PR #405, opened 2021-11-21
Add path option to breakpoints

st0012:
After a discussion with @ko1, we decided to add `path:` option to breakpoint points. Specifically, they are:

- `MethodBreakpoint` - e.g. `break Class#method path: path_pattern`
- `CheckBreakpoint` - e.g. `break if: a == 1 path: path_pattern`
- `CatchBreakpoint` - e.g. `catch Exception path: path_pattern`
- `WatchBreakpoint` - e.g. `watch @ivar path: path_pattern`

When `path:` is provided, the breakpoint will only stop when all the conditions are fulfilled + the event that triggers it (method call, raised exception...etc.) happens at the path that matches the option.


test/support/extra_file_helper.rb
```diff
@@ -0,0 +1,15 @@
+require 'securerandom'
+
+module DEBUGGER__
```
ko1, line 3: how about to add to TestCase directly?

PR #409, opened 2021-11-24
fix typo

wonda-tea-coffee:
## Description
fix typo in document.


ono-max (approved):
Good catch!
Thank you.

□ □ □

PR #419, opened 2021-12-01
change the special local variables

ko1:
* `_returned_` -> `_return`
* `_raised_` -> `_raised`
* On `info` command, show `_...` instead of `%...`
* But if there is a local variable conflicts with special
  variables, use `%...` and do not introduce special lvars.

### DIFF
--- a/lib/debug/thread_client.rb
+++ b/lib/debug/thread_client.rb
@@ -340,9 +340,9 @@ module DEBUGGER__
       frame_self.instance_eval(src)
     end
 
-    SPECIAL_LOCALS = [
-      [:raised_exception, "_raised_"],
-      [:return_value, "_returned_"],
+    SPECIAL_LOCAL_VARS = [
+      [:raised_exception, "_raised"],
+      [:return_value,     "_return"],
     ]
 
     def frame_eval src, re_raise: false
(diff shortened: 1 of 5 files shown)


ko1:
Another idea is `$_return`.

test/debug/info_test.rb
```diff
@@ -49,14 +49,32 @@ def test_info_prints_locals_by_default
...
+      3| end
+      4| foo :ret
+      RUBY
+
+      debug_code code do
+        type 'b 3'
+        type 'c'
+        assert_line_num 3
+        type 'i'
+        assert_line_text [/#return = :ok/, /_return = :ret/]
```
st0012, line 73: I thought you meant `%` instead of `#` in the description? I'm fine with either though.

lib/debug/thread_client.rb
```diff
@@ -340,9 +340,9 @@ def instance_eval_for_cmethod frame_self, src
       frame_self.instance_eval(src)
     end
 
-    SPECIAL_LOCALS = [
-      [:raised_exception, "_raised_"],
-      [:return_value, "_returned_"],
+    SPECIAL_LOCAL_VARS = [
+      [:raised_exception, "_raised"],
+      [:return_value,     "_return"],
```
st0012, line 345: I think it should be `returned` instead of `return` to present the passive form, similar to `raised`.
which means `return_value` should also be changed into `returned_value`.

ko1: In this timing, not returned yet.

□ □ □

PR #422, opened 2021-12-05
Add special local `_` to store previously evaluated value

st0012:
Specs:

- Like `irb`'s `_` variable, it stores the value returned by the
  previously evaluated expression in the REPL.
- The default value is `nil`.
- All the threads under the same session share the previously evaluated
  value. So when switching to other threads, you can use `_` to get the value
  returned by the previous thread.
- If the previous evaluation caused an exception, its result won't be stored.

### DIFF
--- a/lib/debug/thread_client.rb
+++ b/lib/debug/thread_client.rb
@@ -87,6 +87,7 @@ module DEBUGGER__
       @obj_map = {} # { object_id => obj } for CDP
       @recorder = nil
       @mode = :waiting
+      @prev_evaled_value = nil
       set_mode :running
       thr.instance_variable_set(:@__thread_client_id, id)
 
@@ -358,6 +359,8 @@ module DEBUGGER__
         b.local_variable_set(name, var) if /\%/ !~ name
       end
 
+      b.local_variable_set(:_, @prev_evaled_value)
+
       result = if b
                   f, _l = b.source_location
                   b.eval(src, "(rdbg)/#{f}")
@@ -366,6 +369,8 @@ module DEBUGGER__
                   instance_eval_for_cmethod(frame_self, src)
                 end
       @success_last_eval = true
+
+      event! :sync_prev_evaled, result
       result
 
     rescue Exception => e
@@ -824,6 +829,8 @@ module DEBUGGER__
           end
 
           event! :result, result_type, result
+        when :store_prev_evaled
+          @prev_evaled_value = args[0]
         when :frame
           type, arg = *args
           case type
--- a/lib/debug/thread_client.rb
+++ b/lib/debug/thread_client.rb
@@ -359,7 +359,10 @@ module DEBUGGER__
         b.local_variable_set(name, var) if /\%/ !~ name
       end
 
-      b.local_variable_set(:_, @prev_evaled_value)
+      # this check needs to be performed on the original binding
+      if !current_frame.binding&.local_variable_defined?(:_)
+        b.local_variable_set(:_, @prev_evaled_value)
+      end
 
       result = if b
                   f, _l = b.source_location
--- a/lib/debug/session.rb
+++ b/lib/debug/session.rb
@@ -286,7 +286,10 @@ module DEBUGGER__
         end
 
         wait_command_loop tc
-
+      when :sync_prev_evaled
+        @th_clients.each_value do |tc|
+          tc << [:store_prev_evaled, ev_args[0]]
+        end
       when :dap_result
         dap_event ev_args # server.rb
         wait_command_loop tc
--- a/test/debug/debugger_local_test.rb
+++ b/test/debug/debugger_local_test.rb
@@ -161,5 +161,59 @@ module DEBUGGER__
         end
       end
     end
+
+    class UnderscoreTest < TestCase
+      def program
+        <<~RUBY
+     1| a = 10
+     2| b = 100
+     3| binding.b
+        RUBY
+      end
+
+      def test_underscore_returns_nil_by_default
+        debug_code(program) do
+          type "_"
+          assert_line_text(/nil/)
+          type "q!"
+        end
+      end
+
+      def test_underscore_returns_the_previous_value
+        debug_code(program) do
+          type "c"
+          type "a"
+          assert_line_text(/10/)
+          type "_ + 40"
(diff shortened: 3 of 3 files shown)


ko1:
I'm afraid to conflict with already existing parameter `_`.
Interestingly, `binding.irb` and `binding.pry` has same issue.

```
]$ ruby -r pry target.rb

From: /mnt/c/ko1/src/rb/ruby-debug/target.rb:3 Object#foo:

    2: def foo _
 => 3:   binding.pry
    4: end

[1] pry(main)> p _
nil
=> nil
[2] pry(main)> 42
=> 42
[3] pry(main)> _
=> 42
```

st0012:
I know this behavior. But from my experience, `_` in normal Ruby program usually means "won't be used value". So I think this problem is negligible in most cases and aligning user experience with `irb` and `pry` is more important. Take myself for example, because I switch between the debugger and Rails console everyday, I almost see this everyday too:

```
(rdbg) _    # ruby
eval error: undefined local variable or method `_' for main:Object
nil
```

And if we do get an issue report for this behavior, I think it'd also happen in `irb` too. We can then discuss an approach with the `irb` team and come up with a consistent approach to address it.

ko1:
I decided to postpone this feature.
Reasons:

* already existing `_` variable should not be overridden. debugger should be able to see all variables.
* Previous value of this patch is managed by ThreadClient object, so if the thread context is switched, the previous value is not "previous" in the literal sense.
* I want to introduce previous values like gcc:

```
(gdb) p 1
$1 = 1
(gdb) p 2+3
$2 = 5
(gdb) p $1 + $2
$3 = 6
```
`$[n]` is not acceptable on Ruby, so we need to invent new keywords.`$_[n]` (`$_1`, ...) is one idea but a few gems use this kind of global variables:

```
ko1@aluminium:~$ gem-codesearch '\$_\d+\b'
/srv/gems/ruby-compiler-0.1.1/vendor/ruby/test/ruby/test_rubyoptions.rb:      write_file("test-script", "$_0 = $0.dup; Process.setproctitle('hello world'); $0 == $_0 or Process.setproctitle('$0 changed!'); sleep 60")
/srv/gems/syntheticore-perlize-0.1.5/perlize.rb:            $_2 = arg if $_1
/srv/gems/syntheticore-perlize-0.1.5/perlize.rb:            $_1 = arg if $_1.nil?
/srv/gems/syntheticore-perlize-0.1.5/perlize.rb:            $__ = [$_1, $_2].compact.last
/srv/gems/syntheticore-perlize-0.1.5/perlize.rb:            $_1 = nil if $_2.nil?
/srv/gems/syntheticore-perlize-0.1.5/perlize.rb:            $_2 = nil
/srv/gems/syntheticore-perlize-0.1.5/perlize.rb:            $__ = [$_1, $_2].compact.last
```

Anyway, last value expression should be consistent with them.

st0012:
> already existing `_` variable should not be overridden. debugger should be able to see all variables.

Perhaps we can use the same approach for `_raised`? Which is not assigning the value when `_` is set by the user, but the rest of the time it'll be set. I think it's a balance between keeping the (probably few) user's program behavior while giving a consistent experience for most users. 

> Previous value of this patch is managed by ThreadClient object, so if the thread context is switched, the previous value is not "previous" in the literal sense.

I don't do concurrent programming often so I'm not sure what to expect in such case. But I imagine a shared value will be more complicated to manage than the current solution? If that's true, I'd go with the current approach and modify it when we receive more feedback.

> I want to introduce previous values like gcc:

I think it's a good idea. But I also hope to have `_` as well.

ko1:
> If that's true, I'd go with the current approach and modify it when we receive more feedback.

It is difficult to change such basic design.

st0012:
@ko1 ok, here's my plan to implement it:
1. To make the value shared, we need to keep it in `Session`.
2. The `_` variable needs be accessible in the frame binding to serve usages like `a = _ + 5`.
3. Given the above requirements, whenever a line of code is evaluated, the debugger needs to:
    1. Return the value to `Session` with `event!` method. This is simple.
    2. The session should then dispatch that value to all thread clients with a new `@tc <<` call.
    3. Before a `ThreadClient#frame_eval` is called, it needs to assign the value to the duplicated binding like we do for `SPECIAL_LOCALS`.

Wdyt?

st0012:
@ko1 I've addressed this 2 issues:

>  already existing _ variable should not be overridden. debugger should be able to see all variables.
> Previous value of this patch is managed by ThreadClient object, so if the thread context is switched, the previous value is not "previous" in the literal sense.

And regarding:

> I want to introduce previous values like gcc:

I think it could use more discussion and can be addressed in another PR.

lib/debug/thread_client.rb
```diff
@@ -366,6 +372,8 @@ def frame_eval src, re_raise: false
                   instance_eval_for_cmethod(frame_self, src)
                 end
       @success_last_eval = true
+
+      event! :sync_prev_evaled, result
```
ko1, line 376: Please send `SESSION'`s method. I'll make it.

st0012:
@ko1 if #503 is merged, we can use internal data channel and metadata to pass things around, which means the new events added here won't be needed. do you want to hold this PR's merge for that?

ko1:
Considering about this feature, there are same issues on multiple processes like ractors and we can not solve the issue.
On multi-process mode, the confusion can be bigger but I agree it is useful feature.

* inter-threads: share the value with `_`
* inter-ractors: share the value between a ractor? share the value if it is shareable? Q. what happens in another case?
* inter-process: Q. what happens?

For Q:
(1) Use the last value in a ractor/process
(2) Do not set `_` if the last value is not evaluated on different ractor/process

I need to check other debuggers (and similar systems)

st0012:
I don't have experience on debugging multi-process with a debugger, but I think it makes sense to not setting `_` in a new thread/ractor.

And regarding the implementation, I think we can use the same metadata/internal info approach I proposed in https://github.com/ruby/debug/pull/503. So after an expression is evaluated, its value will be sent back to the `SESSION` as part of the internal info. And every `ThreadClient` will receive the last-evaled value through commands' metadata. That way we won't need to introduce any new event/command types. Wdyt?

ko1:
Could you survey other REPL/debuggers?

□ □ □

→ EXERCISE DETAILS:
Among the records above, only the lines between the line holding "(diff shortened: 1 of 5 files shown)" and the line holding "ko1: In this timing, not returned yet.", inclusive, are to be output, exactly as written.

→ EXPECTED OUTPUT:
(diff shortened: 1 of 5 files shown)


ko1:
Another idea is `$_return`.

test/debug/info_test.rb
```diff
@@ -49,14 +49,32 @@ def test_info_prints_locals_by_default
...
+      3| end
+      4| foo :ret
+      RUBY
+
+      debug_code code do
+        type 'b 3'
+        type 'c'
+        assert_line_num 3
+        type 'i'
+        assert_line_text [/#return = :ok/, /_return = :ret/]
```
st0012, line 73: I thought you meant `%` instead of `#` in the description? I'm fine with either though.

lib/debug/thread_client.rb
```diff
@@ -340,9 +340,9 @@ def instance_eval_for_cmethod frame_self, src
       frame_self.instance_eval(src)
     end
 
-    SPECIAL_LOCALS = [
-      [:raised_exception, "_raised_"],
-      [:return_value, "_returned_"],
+    SPECIAL_LOCAL_VARS = [
+      [:raised_exception, "_raised"],
+      [:return_value,     "_return"],
```
st0012, line 345: I think it should be `returned` instead of `return` to present the passive form, similar to `raised`.
which means `return_value` should also be changed into `returned_value`.

ko1: In this timing, not returned yet.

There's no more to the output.